Technological nay-sayers have been wrong before, but I just can't
see a *database* server full of static RAM in the next 10 years.

> I admit the high density low speed
> cold storage d2d backup systems will be the last to fall and will be
> quite some ways off.
>
> note by, 'next', and 'last days', i mean that pretty loosely...within
> the next 5 years or so. 'dead' as well...there are many stages of
> death to an enterprise legacy product. I consider tape backups to be
> nearly dead already, although there are many still in use. d2d is
> where it's at though.

Mainframers (and various other oldsters like me) think about
1) shock resistance,
2) media costs,
3) Iron Mountain,
4) media longevity.

You can drop a SuperDLT tape from "man height" and recover the data
(even if it has to be restrung into a new housing). I wouldn't drop
a disk full of data and have any expectation of survival.

A 160GB ("320"GB compressed) SATA drive is about $60 plus a $10
carrier.

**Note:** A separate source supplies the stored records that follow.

PR #298, opened 2016-09-17
Adds a validator check when creating a field

adrcad:
When doing `*Field(*args, validators=[DummyValidator])`, there is no check
on the callable received (`DummyValidator`). For builtin validators, if
this is not an instance, you get an incomprehensible error from
`_run_validation_chain`. This commit adds a check at field's
initialization time to ensure either a callable instance object or a
function has been given as a validator by raising a meaningful error
message.

### DIFF
--- a/wtforms/fields/core.py
+++ b/wtforms/fields/core.py
@@ -3,6 +3,7 @@ from __future__ import unicode_literals
 import datetime
 import decimal
 import itertools
+import inspect
 
 from copy import copy
 
@@ -104,6 +105,8 @@ class Field(object):
         self.name = _prefix + _name
         self.short_name = _name
         self.type = type(self).__name__
+
+        self.checkValidators(validators)
         self.validators = validators or list(self.validators)
 
         self.id = id or self.name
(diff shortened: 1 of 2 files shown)


wtforms/fields/core.py
```diff
@@ -154,6 +157,14 @@ def __call__(self, **kwargs):
         """
         return self.meta.render_field(self, kwargs)
 
+    @classmethod
```
adrcad: classmethod decorator needed to be able to perform a check even when instantiating an unbounded Field (access through field_class)

ftm:
I like this idea, if you can fix the merge conflict and match the project code style (i.e. use `check_validators` not `checkValidators`) I'm up for merging it

wtforms/fields/core.py
```diff
@@ -154,6 +157,14 @@ def __call__(self, **kwargs):
...
+    def checkValidators(cls, validators):
```
davidism: Use snake_case names: `check_validators`.

wtforms/fields/core.py
```diff
@@ -154,6 +157,14 @@ def __call__(self, **kwargs):
...
+        if validators is not None:
+            for validator in list(validators):
```
davidism: Why wrap with `list` here?

wtforms/fields/core.py
```diff
@@ -154,6 +157,14 @@ def __call__(self, **kwargs):
...
+                if inspect.isclass(validator) or not hasattr(validator, '__call__'):
```
davidism: `if callable(validator)` and not inspect.isclass(validator):`

davidism: Perhaps also split these checks and have different messages: "{} is not a valid validator because it is not callable." and "{} is not a valid validator because it is a class, it should be an instance."

ftm:
I've completed the requested changes in a new PR #410 which I've merged

PR #299, opened 2016-10-01
Make sure a call to escape() doesn't crash script

willwac:
Refactored escape() calls to call _escape_wrapper() which uses a try clause to catch the TypeError raised when using html.escape() and calls escape() without the quote arg.

### DIFF
--- a/wtforms/widgets/core.py
+++ b/wtforms/widgets/core.py
@@ -13,6 +13,15 @@ __all__ = (
     'TextInput', 'Option'
 )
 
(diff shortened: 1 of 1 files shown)


davidism:
I don't see where this is crashing. `escape` is already being called with `quote` in all cases, and even if it wasn't it has a default value for `quote`. Python 2.7, 3.5, and 3.6.dev all still take two args, so I'm not sure why you think the second has been removed.  If you're still having this issue, please add a minimal example demonstrating the failure.

Issue #301, opened 2016-10-18
Do not escape HTMLStrings in SelectField choices


sonovice:
If choices are passed to `SelectField` as `HTMLString`, the content should not be escaped.

### Example
```python
from wtforms.widgets.core import HTMLString

languages = [('en', HTMLString('<i class="en flag"></i>English')),
             ('de', HTMLString('<i class="de flag"></i>Deutsch'))]
[...]
pref_language = SelectField(choices=languages)
```

### Possible solution
Instead of simply using `escape(...)` from `html` (like for example [here](https://github.com/wtforms/wtforms/blob/master/wtforms/widgets/core.py#L313)), use something like this:
```python
from html import escape

def escape_html(text_string):
    if hasattr(text_string, '__html__'):
        text_string = text_string.__html__()
    else:
        text_string = escape(text_string)
    return text_string
```

sonovice:
For some reason it still does not work in my project. Did I overlook a piece of code somewhere that would still escape my strings?

davidism:
You'll need to install the dev version of wtforms until a new release is made.  There is no schedule for a new release at this time.

sonovice:
I guess the problem is with flask-wtf. Since it's not compatible with wtforms >= 3.0, I have to work out something else... Thanks anyways, maybe this will come in handy sometime later.

PR #302, opened 2016-10-18
Choices in `SelectField` objects now handle `HTMLString` correctly.

sonovice:
Proposal for #301


davidism:
You have mistakenly committed your IDE and build files.  Please strip those commits and force push.

sonovice:
Thanks, I overlooked it.

davidism:
Please add another test to explicitly test `escape_html` in addition to testing it indirectly.

wtforms/widgets/core.py
```diff
@@ -14,6 +14,24 @@
...
+
+    If the optional flag quote is true (the default), the quotation mark
+    characters, both double quote (") and single quote (') characters are also
+    translated.
+
+    If a `HTMLString` is provied, it's assumed that whatever you give to
+    escape_html is a string with any unsafe values already escaped.
+    """
+    if hasattr(s, '__html__'):
+        s = text_type(s.__html__())
```
davidism: Remove `text_type`, as this will unmark a string that is already marked safe.

PR #310, opened 2016-12-07
Put field type and short_name in tr class for styleability

bryhoyt:


davidism:
If you need this, a custom widget should be fairly straightforward. The name part is especially problematic because names can easily be generic and interfere with other CSS rules.

Issue #311, opened 2016-12-13
Should not set fields as attributes on Form class


alanhamlett:
The fields are already kept in `self._fields` and setting them as attributes just causes name conflicts like [this one](https://github.com/flask-admin/flask-admin/issues/1128).

Why does [this line](https://github.com/wtforms/wtforms/blob/9be964158fbcd1af52b345451bbd14751127dd37/wtforms/form.py#L265) exist?

davidism:
This is pretty fundamental to how WTForms works. What would you want it to do instead? If they're not set, `form.my_field.data` wouldn't work.

alanhamlett:
Isn't that the same as `form.data['my_field']`? It's prone to errors to set fields on the class itself.

alanhamlett:
The only thing needed is to make `self._fields` available through a public property so you can access the whole field as you would `self.field_name`.

davidism:
I can't remove the attributes, code everywhere depends on them. `form.my_field.data` is an incredibly common pattern, I've actually never seen `form.data['my_field']` in general use.

alanhamlett:
I have a PR ready that caches the `form.data` dict. How about releasing this in a major version update since it's a breaking change?

From my experience, it's better to make breaking changes sooner rather than later in a project.

davidism:
I'm not willing to remove the attributes. Caching the data property is an unrelated optimization, not the blocker for this.

davidism:
Perhaps raising an exception if the attribute is already set and is not an `UnboundField`, to at least make the error obvious.

alanhamlett:
Ok, #312 does this by checking the field name against a restricted list before adding the attribute.

maxcountryman:
@davidism what do you think about providing a class, e.g. `SafeForm`, that subclasses `Form` and overloads `__init__` to work around issues like this?

PR #312, opened 2016-12-13
raise exception when using restricted field names, for #311

alanhamlett:
Related to #311.

### DIFF
--- a/tests/test_form.py
+++ b/tests/test_form.py
@@ -155,6 +155,12 @@ class FormTest(TestCase):
         form = self.F()
         self.assertRaises(TypeError, form.__setitem__, 'foo', StringField())
 
+    def test_restricted_field_names(self):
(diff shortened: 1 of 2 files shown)


ftm:
Is there any way to do this without hardcoding the restricted values in? Perhaps seeing if the attribute already exists in the form?

ftm:
Due to the merge conflicts caused by recent changes to the repo and the age of this pull request I'm going to close it

alanhamlett:
> Due to the merge conflicts caused by recent changes to the repo and the age of this pull request I'm going to close it

I'll open a new PR with a better solution. What do you think about: Set form fields on a dict attribute, then override `Form.__getattr__`, and possibly `Form.__getattribute__` for better error messages, to check that dict attribute before calling super to raise an exception.

PR #291, opened 2024-11-11
Add a workflow to check docs URLs

ptgott:
Like the workflow to check for necessary redirects to match renamed or deleted docs pages, this workflow takes the path to a `gravitational/teleport` clone. It finds mentions of Teleport docs site paths in each file changed by a PR and ensures that each path has a corresponding docs page or redirect source.

### DIFF
--- a/bot/go.mod
+++ b/bot/go.mod
@@ -5,6 +5,7 @@ go 1.23
 require (
 	github.com/google/go-github/v37 v37.0.0
 	github.com/gravitational/trace v1.5.0
+	github.com/spf13/afero v1.12.0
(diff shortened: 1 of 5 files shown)


ptgott:
This PR is based on #289.

An example of a failed run is here: https://github.com/gravitational/teleport/actions/runs/11784998385/job/32825325002?pr=48761#step:7:8

ptgott:
Since we're going to be ensuring that renamed/deleted docs pages have redirects anyway with the `docpaths` workflow, and have been checking for inaccurate docs URLs outside CI, I think we can close this for now.

PR #292, opened 2024-11-12
Fix tooling release issues

fheinecke:
The env-loader release is failing due to this. Trim `/` from the version, and check only the `VERSION` to determine if a release is a prerelease or not.

### DIFF
--- a/.github/workflows/reusable-cd.yaml
+++ b/.github/workflows/reusable-cd.yaml
@@ -38,7 +38,7 @@ jobs:
             # should move into this repo and replace this logic
             echo "should-release=true" >> "${GITHUB_OUTPUT}"
             
-            # Any '-' character means in the version means that it is a prerelease
+            # Any '-' character in the version means that it is a prerelease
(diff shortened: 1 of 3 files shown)


.github/workflows/reusable-cd.yaml
```diff
@@ -31,14 +31,15 @@ jobs:
...
+            VERSION="${GITHUB_REF#refs/tags/tools/${TOOL_NAME}/}"
+            echo "version=${VERSION}" >> "${GITHUB_OUTPUT}"
 
             # Eventually the parse-version action from the teleport.e repo
             # should move into this repo and replace this logic
             echo "should-release=true" >> "${GITHUB_OUTPUT}"
             
-            # Any '-' character means in a tag ref means that it is a prerelease
-            if [[ "${GITHUB_REF}" == *-* ]]; then
+            # Any '-' character means in the version means that it is a prerelease
```
r0mant, line 41:
```suggestion
            # Any '-' character in the version means that it is a prerelease
```

r0mant (approved):

PR #294, opened 2024-11-18
Change the way docs approvals work

zmb3:
Docs PRs are consistently delayed due to the the fact that we currently require two approvals to come from a small team of people who are all very busy.

To mitigate this, we will treat PRs that touch docs similarly to PRs that touch code. The new behavior is:

1. PRs continue to require two approvals, whether they touch code, docs, or both.
2. At least one of these two approvals must come from a code "owner" (otherwise known as a "group 1 reviewer"). This becomes the case whether the PR touches docs or not.
3. If the PR does not touch docs, then approvals from the docs reviewers don't count towards the 2 approval limit.
4. If the PR does touch docs, then the docs reviewers are added to group 2 reviewers. Their reviews count towards the two review limit, but their reviews are not required in order to merge the PR.

### DIFF
--- a/bot/internal/review/review.go
+++ b/bot/internal/review/review.go
@@ -435,31 +435,15 @@ func (r *Assignments) CheckInternal(e *env.Environment, reviews []github.Review,
 		return nil
 	}
 
-	switch {
-	case changes.Docs && changes.Code:
-		log.Printf("Check: Found docs and code changes.")
-		if err := r.checkInternalReviews(e, changes, reviews, files); err != nil {
-			return trace.Wrap(err)
-		}
-	case !changes.Docs && changes.Code:
-		log.Printf("Check: Found code changes.")
-		if err := r.checkInternalReviews(e, changes, reviews, files); err != nil {
-			return trace.Wrap(err)
-		}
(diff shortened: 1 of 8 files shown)


bot/internal/review/review.go
```diff
@@ -438,20 +438,17 @@ func (r *Assignments) CheckInternal(e *env.Environment, reviews []github.Review,
 	switch {
 	case changes.Docs && changes.Code:
 		log.Printf("Check: Found docs and code changes.")
-		if err := r.checkInternalDocsReviews(e, reviews, files); err != nil {
-			return trace.Wrap(err)
-		}
-		if err := r.checkInternalCodeReviews(e, changes, reviews); err != nil {
+		if err := r.checkInternalReviews(e, changes, reviews, files); err != nil {
```
jimbishopp, line 441: nbd - code is easy to follow - but this same call is repeated in 3 of the 4 cases. I did have to look closely to see that the first three cases made the same call. One option would be to just log in the 3 cases, return from the 4th admin check, then make this call below the switch.

jimbishopp (approved):
Looks right.

PR #295, opened 2024-11-19
env-loader: bug fixes

fheinecke:
Fixed the following bugs with the env loader tool:
* `environments-directory` arg shared an environment variable with the `environments` arg
* No output would be produced if no values were specifically requested, instead of outputting all loaded values
* Git repo root not properly detected when the repo is a submodule
* Environment names with a `/` character in them would search individual components instead of the full path (i.e. `.environments/stage` and `.environments/build` instead of `.environments/stage/build`)

### DIFF
--- a/tools/env-loader/cmd/env-loader.go
+++ b/tools/env-loader/cmd/env-loader.go
@@ -43,7 +43,7 @@ func parseCLI() *config {
 
 	kingpin.Flag("environments-directory", "Path to the directory containing all environments, defaulting to the repo root").
 		Short('d').
-		Envar(EnvVarPrefix + "ENVIRONMENT").
+		Envar(EnvVarPrefix + "ENVIRONMENTS_DIRECTORY").
 		StringVar(&c.EnvironmentsDirectory)
 
 	kingpin.Flag("environment", "Name of the environment containing the values to load").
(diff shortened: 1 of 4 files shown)


zmb3:
Is it possible to write some tests to lock in this behavior?

r0mant (approved):
lgtm assuming we add tests

tools/env-loader/cmd/env-loader.go
```diff
@@ -30,6 +31,9 @@ import (
 
 const EnvVarPrefix = "ENV_LOADER_"
 
+// This is a package-level var to assist with capturing stdout in tests
+var outputPrinter = fmt.Print
```
zmb3, line 35: It's more common to have a package level that is an `io.Writer` for where the output goes (`os.Stdout`, a `bytes.Buffer`, etc), as opposed to making the var the function that is used.

tools/env-loader/cmd/env-loader_test.go
```diff
@@ -0,0 +1,135 @@
...
+				"topLevelCommon1": "top level",
+				"topLevelCommon2": "env level",
+			},
+		},
+	}
+
+	for _, test := range tests {
+		actualValues, err := getRequestedEnvValues(test.c)
+		require.NoError(t, err)
+		require.EqualValues(t, actualValues, test.expectedValues)
```
zmb3, line 90: I think you've got the order backwards here. I'm pretty sure it should be expected values, then actual values.

In Teleport we have a linter enabled that catches a lot of these.

tools/env-loader/cmd/env-loader.go
fheinecke: Thanks - that's a much cleaner approach

tools/env-loader/cmd/env-loader_test.go
fheinecke: > In Teleport we have a linter enabled that catches a lot of these.

Do you happen to know what it is/how it's configured? I setup [this](https://github.com/gravitational/shared-workflows/blob/main/tools/repo-release-tooling/tooling.mk#L25) to standardize how we lint across the projects in this repo. It'd be great to get this enabled for everything.

zmb3: We run `testifylint` via `golangci-lint`: https://github.com/gravitational/teleport/blob/master/.golangci.yml#L252-L264

PR #299, opened 2024-12-17
Add support for masking secret values in a GHA context

fheinecke:
This adds support for masking secret values when the tool is ran in a GHA pipeline.

This can be broken down into two parts:
* Rather than treating values as strings, they're now treated as a new `values.Value` type. This type contains not only the raw value, but also an indication as to whether or not it should be treated as a secret. All values from SOPS YAML files are now marked as `ShouldMask`.
* A new GHA-specific writer was added that outputs secret values with the `::add-mask::` prefix. [Per the docs](https://docs.github.com/en/actions/writing-workflows/choosing-what-your-workflow-does/workflow-commands-for-github-actions#masking-a-value-in-a-log), this prefix causes the subsequent string (until line end) to be masked from GHA logs.

> [!CAUTION]
> It is security-critical that all corner cases are covered. Please check the tests thoroughly, specifically for the SOPS loader and the GHA mask writer.

This is a large PR by line count, but the vast majority of changes are either:
* tests (this is critical to prevent leaking values so the tests are pretty extensive)
* changing the type used for actual values from a string to a new struct (this touches a lot of places but is logically simple)


r0mant (commented):
Code-wise looks fine but my concern is this is yet another GHA-specific thing we now make use of. Is there a simpler way to accomplish this without having to rely on GHA-specific logic to mask things? For example, can we just not log sensitive data at all?

tools/env-loader/pkg/values/valuetype.go
```diff
@@ -0,0 +1,10 @@
+package values
+
+type Value struct {
+	UnderlyingValue string
+	ShouldMask      bool
+}
+
+func (v *Value) String() string {
+	return v.UnderlyingValue
+}
```
r0mant, line 10: Add godocs.

tools/env-loader/pkg/writers/gha-mask.go
```diff
@@ -0,0 +1,84 @@
...
+
+// Create a new GHA mask writer
+func NewGHAMaskWriter() *GHAMaskWriter {
+	return &GHAMaskWriter{}
+}
+
+func (ew *GHAMaskWriter) FormatEnvironmentValues(values map[string]values.Value) (string, error) {
+	renderedValues := make([]string, 0, len(values))
+	for key, value := range values {
+		if key == "" {
```
r0mant, line 43: This seems strange that the key emptiness check is inside this specific writer. Is there a way to validate the key validity when loading the value rather than in each specific writer?

fheinecke: While this conceptually makes, I think it would add some unnecessary complexity. Here's what I've done instead:
* Moved all the logic from the `if` statement to the `String()` function
* Added tests for _all_ writers to verify that they contain logic that covers this case

All writers still need to handle the case of `key == ""`, but they can do it in their own way, without additional complexity.

r0mant (approved):

PR #309, opened 2025-01-17
Updating release-notes tool to account for new changelog format

doggydogworld:
The format of our CHANGELOG has changed a bit for release branches. Previously, the latest version of the release branch was expected to be the first second-level header.

e.g. for branch/v16 with the latest release being v16.0.1 the first second-level header encountered would be `## 16.0.1`

The format of the CHANGELOG for our release branches now includes all released versions. Now the first second-level header will be the latest released version of Teleport and the patches for other releases will be located further down in the CHANGELOG.

To account or this the release-notes tool will now search for the correct version in the CHANGELOG to populate the release notes.


tools/release-notes/testdata/test-changelog.md
```diff
@@ -21,3 +27,17 @@ Teleport 16 brings the following new features and improvements:
 - Access requests from the resources view
 - `tctl` for Windows
 - Teleport plugins improvements
+
+## 15.4.17 (08/28/24)
```
camscale, line 31: Perhaps add a test for this version so that there is a test where the changelog is terminated by EOF and not the next heading? Or just remove this section so that the test for v16 does that?

camscale (approved):
LGTM, but...

I'm not sure this is going to be needed because I think the changelogs are now unmaintainable so I would want to revert the change that adds the later changelogs to an earlier release branch.

That said, there is no harm to this change - maybe it may be useful to generate an old github release for some reason?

That comparable very well to tapes, I think.

An Iron Mountain delivery truck will drive over some nasty bumps.
How shock resistant is a disk drive in an external carrier? Not as
resistant as a drive in a padded shipping box. But is it resistant
"enough"?

"Enterprise-level" tapes can sit in storage for 7-15 years and then
still be readable. Can a disk drive sit un-used for 7 years? Would
the motor freeze up? Will we still be able to connect SATA drives
in 7 years?

--
Ron Johnson, Jr.
Jefferson LA USA

Give a man a fish, and he eats for a day.
Hit him with a fish, and he goes away for good!